Exercise requirements:
The answer must consist of the entries, copied exactly and in full.

'''

PR #1368, opened 2023-12-01
Reimport connectables

cosmiccoincidence:
# Summary

Reimports connectable models. Ensures that they are all rotated correctly upon import/export.

## Fixes

- Rotations for connectables.
- Mesh naming.
- Booth O model off-centered.
- Reduced plenum vertices.
- Removes outdated wall panels (they are backed up on art repo).

### TODO

- [x] Rotate all connectables in blender (around world cursor). Apply rotations. Export fbxs using correct settings.
- [ ] ~~Redocument connectables design. Correct shape descriptions and take new screenshots.~~
- [x] Import new fbxs in Unity. Fix scripts and prefabs.


cosmiccoincidence:
Don't merge this yet. Need to double check something first. 

(Ready now)

stilnat (changes requested):
trying to use the dropdown of the tilemap menu returns some exceptions, check the tilemap
menu references in inspector are all set correctly.
```

NullReferenceException: Object reference not set to an instance of an object
AssetGrid.LoadObjectGrid (SS3D.Systems.Tile.TileLayer[] allowedLayers, System.Boolean isItems) (at Assets/Scripts/SS3D/Systems/Tile/TileMapCreator/AssetGrid.cs:84)
```

cosmiccoincidence:
> trying to use the dropdown of the tilemap menu returns some exceptions, check the tilemap menu references in inspector are all set correctly.

Please try again now that I merged in upstream.

stilnat:
Messing with the mesh rotations in the .fbx does that, because the connectables scripts relies on the original rotation of meshes. Menu fixed.
image

cosmiccoincidence:
> Messing with the mesh rotations in the .fbx does that, because the connectables scripts relies on the original rotation of meshes.

Ok so this is a script issue. We have gone thru this model rotation issue back and forth a couple times... and in the process have had to invert the connection scripts a couple times as well. I'll try to invert them again.

cosmiccoincidence:
@stilnat I made a temporary fix in the scripts.

The issue is caused by the tilemap connectable system being oriented with north being what we are now calling south. Before we turned around the export settings it was fine. I knew this issue would arise... The connectables have since we exported with the "correct" rotational settings but they are now rotated in a way that breaks connections as you noted. This can be resolved by inverting some of the code in their scripts. The problem here is that the code is kinda backwards in some instances, one example is how all the scripts say "U" shape connects to the south, yet in the design document it says north.

So the long-term solution here is to physically rotate all the connectables in blender, use the new export rotation settings, redocument the connectable design so the shape descriptions are correct and even take new photos, then finally fix the scripts for any rotational mishaps all that brings...

I guess I'll put this on WIP and slowly work thru that process.

stilnat:
@cosmiccoincidence what you describe should work, hope it's the last time we have to do something like this though.

cosmiccoincidence:
Ok, so it seems I didn't have to update the documentation much or take any new images for 
it because I rotated everything in blender around the world origin and the objects didn't lose orientation from one another. And none of my screenshots in the documentation included the world arrows so there shouldn't be *much* confusion.

stilnat (approved):
works well

PR #1370, opened 2023-12-01
fix tilemap menu

### LINKED ISSUE #1369: Tilemap Menu broken
## Current Behavior

A few issues I notice are:
1. When opening the tilemap menu, no prefabs are shown initially.
2. When trying to select a tilemap layer in the menu, the menu does no change to that layer, and it tries to select more than 1 layer.
3. Player controls are not prevented while the tilemap menu is active, thus trying to type in the tilemap search box using a moving key (W, A, S, D) results in the player moving and not able to type.

https://github.com/RE-SS3D/SS3D/assets/41941008/7fec7de4-e16b-401d-8d69-bca38b18a820

stilnat:
# Summary

hotfix, reference lost in editor


cosmiccoincidence (approved):
Only did a quick test but works fine now. good work.

PR #1375, opened 2023-12-06
Reimport non-connectable tilemap objects

cosmiccoincidence:
# Summary

- Reimports about 10 or so fbx files from the art repo.
- Fixes rotation on jukebox prefab.
- Moved plastic and office chairs into their own folders.
- Added prefabs/tile-assets for blue and grey variants of the plastic and office chairs.


stilnat (approved):
tested all of those in game and they can be spawned correctly

PR #1376, opened 2023-12-06
Reimport items

cosmiccoincidence:
# Summary

- Reimports all current items (except clothing cause that is with the human will get updated together sometime later.)
- Re-adds the Doodad item.
- Add shape keys to powercells and powercell charger for lights.
- Fixes path for clothing items in item asset group.
- Sorts and fills all current examine data files, added a couple more. But many to do still (for another PR).


Assets/Content/WorldObjects/Items/DoodadTestItem.prefab
stilnat, line 1: What is the doodad item for ?

stilnat (changes requested):
got some pda issues :
image

should the power cell models be the same ? 
image

Assets/Content/WorldObjects/Items/DoodadTestItem.prefab
cosmiccoincidence: It's just a test item and is used as an example for correct orientation from blender to Unity. It can also be used as an obvious placeholder mesh for things like tools or weapons. Literally just a test item used in whatever way.
Normally I'm not a fan of these (was originally added by someone else) but I feel that having a single one for Items is fine.

cosmiccoincidence:
> got some pda issues : [image]
> should the power cell models be the same ? [image]

This seems to a be the same issue. If you look closely in the bottom right of your first screenshot you will notice 2 mugs as well, upon lookin at this, the right one is supposed to be the nuke disk... And it seems that if you try to place one of the prefabs that is clearly broken, the hologram does not appear and no item is placed.

I checked 'develop' to see if the bug is there and it appears it is, but only appears on the nuke disk (2 mugs)..

Unity_I4UQrdf9kI

EDIT: all should be fixed now.

cosmiccoincidence:
Fixed the things pointed out, but i merged in master and now have bugs from the examine system since it doesnt seem to be functioning properly.

stilnat (approved):

PR #1397, opened 2023-12-13
Add examine data for furniture

cosmiccoincidence:
Basic examine system was ported recently.
This PR adds examine data for furniture prefabs that were missing them.


stilnat (approved):
good job

PR #1398, opened 2023-12-13
Add examine data for structures

cosmiccoincidence:
Basic examine system was ported recently...
This PR adds examine data for structure prefabs that were missing them.


stilnat (approved):
good work

PR #1544, opened 2023-09-21
Tweaks to obs gw

otherview:
### Why this change is needed

- Enforce a more sensitive max password attempts 
- Adding more info to User log handler


otherview:
deferred to https://github.com/obscuronet/go-obscuro/pull/1549

PR #1546, opened 2023-09-21
Add flag to configure L1 chainID for docker nodes

BedrockSquirrel:
### Why this change is needed

We need to wire sepolia chain ID from the github action script but it's not a CLI option at that level :(

### PR checks pre-merging

### DIFF
--- a/go/node/config.go
+++ b/go/node/config.go
@@ -55,7 +55,11 @@ type Config struct {
 }
 
 func NewNodeConfig(opts ...Option) *Config {
-	defaultConfig := &Config{}
+	defaultConfig := &Config{
+		batchInterval:  "1s",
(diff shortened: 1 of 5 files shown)


go/node/config.go
```diff
@@ -51,10 +51,15 @@ type Config struct {
 	l1BlockTime               time.Duration
 	batchInterval             string
 	rollupInterval            string
+	l1ChainID                 int
 }
 
 func NewNodeConfig(opts ...Option) *Config {
-	defaultConfig := &Config{}
+	defaultConfig := &Config{
```
BedrockSquirrel, line 58: I finally figured out how the defaults should be set for this level of wiring.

'''

Final answer:
PR #1368, opened 2023-12-01
Reimport connectables

cosmiccoincidence:
# Summary

Reimports connectable models. Ensures that they are all rotated correctly upon import/export.

## Fixes

- Rotations for connectables.
- Mesh naming.
- Booth O model off-centered.
- Reduced plenum vertices.
- Removes outdated wall panels (they are backed up on art repo).

### TODO

- [x] Rotate all connectables in blender (around world cursor). Apply rotations. Export fbxs using correct settings.
- [ ] ~~Redocument connectables design. Correct shape descriptions and take new screenshots.~~
- [x] Import new fbxs in Unity. Fix scripts and prefabs.


cosmiccoincidence:
Don't merge this yet. Need to double check something first. 

(Ready now)

stilnat (changes requested):
trying to use the dropdown of the tilemap menu returns some exceptions, check the tilemap
menu references in inspector are all set correctly.
```

NullReferenceException: Object reference not set to an instance of an object
AssetGrid.LoadObjectGrid (SS3D.Systems.Tile.TileLayer[] allowedLayers, System.Boolean isItems) (at Assets/Scripts/SS3D/Systems/Tile/TileMapCreator/AssetGrid.cs:84)
```

cosmiccoincidence:
> trying to use the dropdown of the tilemap menu returns some exceptions, check the tilemap menu references in inspector are all set correctly.

Please try again now that I merged in upstream.

stilnat:
Messing with the mesh rotations in the .fbx does that, because the connectables scripts relies on the original rotation of meshes. Menu fixed.
image

cosmiccoincidence:
> Messing with the mesh rotations in the .fbx does that, because the connectables scripts relies on the original rotation of meshes.

Ok so this is a script issue. We have gone thru this model rotation issue back and forth a couple times... and in the process have had to invert the connection scripts a couple times as well. I'll try to invert them again.

cosmiccoincidence:
@stilnat I made a temporary fix in the scripts.

The issue is caused by the tilemap connectable system being oriented with north being what we are now calling south. Before we turned around the export settings it was fine. I knew this issue would arise... The connectables have since we exported with the "correct" rotational settings but they are now rotated in a way that breaks connections as you noted. This can be resolved by inverting some of the code in their scripts. The problem here is that the code is kinda backwards in some instances, one example is how all the scripts say "U" shape connects to the south, yet in the design document it says north.

So the long-term solution here is to physically rotate all the connectables in blender, use the new export rotation settings, redocument the connectable design so the shape descriptions are correct and even take new photos, then finally fix the scripts for any rotational mishaps all that brings...

I guess I'll put this on WIP and slowly work thru that process.

stilnat:
@cosmiccoincidence what you describe should work, hope it's the last time we have to do something like this though.

cosmiccoincidence:
Ok, so it seems I didn't have to update the documentation much or take any new images for 
it because I rotated everything in blender around the world origin and the objects didn't lose orientation from one another. And none of my screenshots in the documentation included the world arrows so there shouldn't be *much* confusion.

stilnat (approved):
works well

PR #1370, opened 2023-12-01
fix tilemap menu

### LINKED ISSUE #1369: Tilemap Menu broken
## Current Behavior

A few issues I notice are:
1. When opening the tilemap menu, no prefabs are shown initially.
2. When trying to select a tilemap layer in the menu, the menu does no change to that layer, and it tries to select more than 1 layer.
3. Player controls are not prevented while the tilemap menu is active, thus trying to type in the tilemap search box using a moving key (W, A, S, D) results in the player moving and not able to type.

https://github.com/RE-SS3D/SS3D/assets/41941008/7fec7de4-e16b-401d-8d69-bca38b18a820

stilnat:
# Summary

hotfix, reference lost in editor


cosmiccoincidence (approved):
Only did a quick test but works fine now. good work.

PR #1375, opened 2023-12-06
Reimport non-connectable tilemap objects

cosmiccoincidence:
# Summary

- Reimports about 10 or so fbx files from the art repo.
- Fixes rotation on jukebox prefab.
- Moved plastic and office chairs into their own folders.
- Added prefabs/tile-assets for blue and grey variants of the plastic and office chairs.


stilnat (approved):
tested all of those in game and they can be spawned correctly

PR #1376, opened 2023-12-06
Reimport items

cosmiccoincidence:
# Summary

- Reimports all current items (except clothing cause that is with the human will get updated together sometime later.)
- Re-adds the Doodad item.
- Add shape keys to powercells and powercell charger for lights.
- Fixes path for clothing items in item asset group.
- Sorts and fills all current examine data files, added a couple more. But many to do still (for another PR).


Assets/Content/WorldObjects/Items/DoodadTestItem.prefab
stilnat, line 1: What is the doodad item for ?

stilnat (changes requested):
got some pda issues :
image

should the power cell models be the same ? 
image

Assets/Content/WorldObjects/Items/DoodadTestItem.prefab
cosmiccoincidence: It's just a test item and is used as an example for correct orientation from blender to Unity. It can also be used as an obvious placeholder mesh for things like tools or weapons. Literally just a test item used in whatever way.
Normally I'm not a fan of these (was originally added by someone else) but I feel that having a single one for Items is fine.

cosmiccoincidence:
> got some pda issues : [image]
> should the power cell models be the same ? [image]

This seems to a be the same issue. If you look closely in the bottom right of your first screenshot you will notice 2 mugs as well, upon lookin at this, the right one is supposed to be the nuke disk... And it seems that if you try to place one of the prefabs that is clearly broken, the hologram does not appear and no item is placed.

I checked 'develop' to see if the bug is there and it appears it is, but only appears on the nuke disk (2 mugs)..

Unity_I4UQrdf9kI

EDIT: all should be fixed now.

cosmiccoincidence:
Fixed the things pointed out, but i merged in master and now have bugs from the examine system since it doesnt seem to be functioning properly.

stilnat (approved):

PR #1397, opened 2023-12-13
Add examine data for furniture

cosmiccoincidence:
Basic examine system was ported recently.
This PR adds examine data for furniture prefabs that were missing them.


stilnat (approved):
good job

PR #1398, opened 2023-12-13
Add examine data for structures

cosmiccoincidence:
Basic examine system was ported recently...
This PR adds examine data for structure prefabs that were missing them.


stilnat (approved):
good work

PR #1544, opened 2023-09-21
Tweaks to obs gw

otherview:
### Why this change is needed

- Enforce a more sensitive max password attempts 
- Adding more info to User log handler


otherview:
deferred to https://github.com/obscuronet/go-obscuro/pull/1549

PR #1546, opened 2023-09-21
Add flag to configure L1 chainID for docker nodes

BedrockSquirrel:
### Why this change is needed

We need to wire sepolia chain ID from the github action script but it's not a CLI option at that level :(

### PR checks pre-merging

### DIFF
--- a/go/node/config.go
+++ b/go/node/config.go
@@ -55,7 +55,11 @@ type Config struct {
 }
 
 func NewNodeConfig(opts ...Option) *Config {
-	defaultConfig := &Config{}
+	defaultConfig := &Config{
+		batchInterval:  "1s",
(diff shortened: 1 of 5 files shown)


go/node/config.go
```diff
@@ -51,10 +51,15 @@ type Config struct {
 	l1BlockTime               time.Duration
 	batchInterval             string
 	rollupInterval            string
+	l1ChainID                 int
 }
 
 func NewNodeConfig(opts ...Option) *Config {
-	defaultConfig := &Config{}
+	defaultConfig := &Config{
```
BedrockSquirrel, line 58: I finally figured out how the defaults should be set for this level of wiring.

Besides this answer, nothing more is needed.